● **EXERCISE REQUIREMENTS**: Search the material for "constructor" and show all lines that contain it.
== TASK INPUTS
PR #3668, opened 2020-01-29
Decompose text constants in constant provider construction

rachel-fenichel:
## The basics

- [x] I branched from develop

### Proposed Changes

Create `getTextConstants_` and `setTextConstants_` functions.  Use them to set up text constants.

### Reason for Changes
Make it easier to override a single set of values in the constructor.

This is the internal structure I was talking about for bucketing.

### Test Coverage
Tested Zelos and Geras in the playground.

### Additional Information

Note that I had to call `setTextConstants_` again in the zelos constructor, because it depends on the grid unit, which is not set before the super constructor is called.  I chose this over moving part of the configuration above the constructor.

I decided that values must be provided for everything in the text constants struct, and that child classes should call the super class to get a fully populated struct and then modify it.

### DIFF
--- a/core/renderers/common/constants.js
+++ b/core/renderers/common/constants.js
@@ -242,30 +242,6 @@ Blockly.blockRendering.ConstantProvider = function() {
   this.JAGGED_TEETH_WIDTH = 6;
 
   /**
-   * Point size of text.
-   * @type {number}
-   */
-  this.FIELD_TEXT_FONTSIZE = 11;
-
-  /**
-   * Height of text.
-   * @type {number}
-   */
-  this.FIELD_TEXT_HEIGHT = 16;
-
-  /**
-   * Text font weight.
-   * @type {string}
-   */
-  this.FIELD_TEXT_FONTWEIGHT = 'normal';
-
-  /**
-   * Text font family.
-   * @type {string}
-   */
-  this.FIELD_TEXT_FONTFAMILY = 'sans-serif';
-
-  /**
    * A field's border rect corner radius.
    * @type {number}
    */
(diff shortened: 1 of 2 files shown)


core/renderers/common/constants.js
```diff
@@ -702,6 +660,87 @@ Blockly.blockRendering.ConstantProvider.prototype.dispose = function() {
...
+ *  baselineCenter: boolean,
+ *  yOffset: number
+ * }} An object containing information about text sizing for fields.
+ * @protected
+ */
+Blockly.blockRendering.ConstantProvider.prototype.getTextConstants_ = function() {
+  return {
+    fontSize: 11,
+    height: 16,
+    weight: 'normal',
```
samelhusseini: It's hard to tell here what weight and height refer to without having it prefixed with ``font``.

core/renderers/common/constants.js
```diff
@@ -515,6 +471,8 @@ Blockly.blockRendering.ConstantProvider = function() {
     PUZZLE: 1,
     NOTCH: 2
   };
+
+  this.setTextConstants_();
```
samelhusseini: Why not do this in ``init``?

samelhusseini:
Correct me if I'm wrong, but it seems that we're giving a renderer multiple opportunities to adjust text constants. The first is with ``getTextConstants_``, where a renderer can change default text related rendering constants, the second is with ``setTextConstants_``, a renderer would override this method to adjust any internal properties that are dependent on text constants.

rachel-fenichel:
> Correct me if I'm wrong, but it seems that we're giving a renderer multiple opportunities to adjust text constants. The first is with getTextConstants_, where a renderer can change default text related rendering constants, the second is with setTextConstants_, a renderer would override this method to adjust any internal properties that are dependent on text constants.

That's correct.  We could make setTextConstants_ private if we want them to only be able to change this by modifying the default text related rendering constants.

Also once we wire in something from themes, does that mean we have three ways to do this?

core/renderers/common/constants.js
rachel-fenichel: Not sure what the correct order for these calls is.   No other constants depend on this one, so it could go in init, but lots of things depend on the padding one so it has to be done much earlier.  I chose to leave it in the same place as the old code.

samelhusseini:
So if we step back use the style guide requirement for fields to be [initialized in the constructor](https://google.github.io/styleguide/jsguide.html#features-classes-fields) to guide us, we could: 
- In common/constants: Initialize all properties on the constants object in the constructor with their defaults (as is today)
- Add a ``setConstants_`` method to constants and call it from init. This can then in turn call methods like ``setPaddingConstants_``, ``setTextConstants_`` in order that they matter, and we can divvy them up as needed. The purpose of this is to allow renderers to override fields.
- In zelos|geras/common: Any field overrides now go in ``setConstants_`` or one of the sub methods after extending these methods (override + call super). Constants introduced by the renderer like ``GRID_UNIT`` would still be added in the constructor (as per style guide). 
- When we pipe in themes, we can override certain properties like ``FIELD_TEXT_FONTFAMILY`` to the value of ``theme.font.family`` (or the like) if it exists. If the value isn't set in the field, it's safe to assume a default has already been set for the property in the constructor.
====
● **ANSWER TO THIS PROBLEM**:
Make it easier to override a single set of values in the constructor.
Note that I had to call `setTextConstants_` again in the zelos constructor, because it depends on the grid unit, which is not set before the super constructor is called.  I chose this over moving part of the configuration above the constructor.
So if we step back use the style guide requirement for fields to be [initialized in the constructor](https://google.github.io/styleguide/jsguide.html#features-classes-fields) to guide us, we could: 
- In common/constants: Initialize all properties on the constants object in the constructor with their defaults (as is today)
- In zelos|geras/common: Any field overrides now go in ``setConstants_`` or one of the sub methods after extending these methods (override + call super). Constants introduced by the renderer like ``GRID_UNIT`` would still be added in the constructor (as per style guide). 
- When we pipe in themes, we can override certain properties like ``FIELD_TEXT_FONTFAMILY`` to the value of ``theme.font.family`` (or the like) if it exists. If the value isn't set in the field, it's safe to assume a default has already been set for the property in the constructor.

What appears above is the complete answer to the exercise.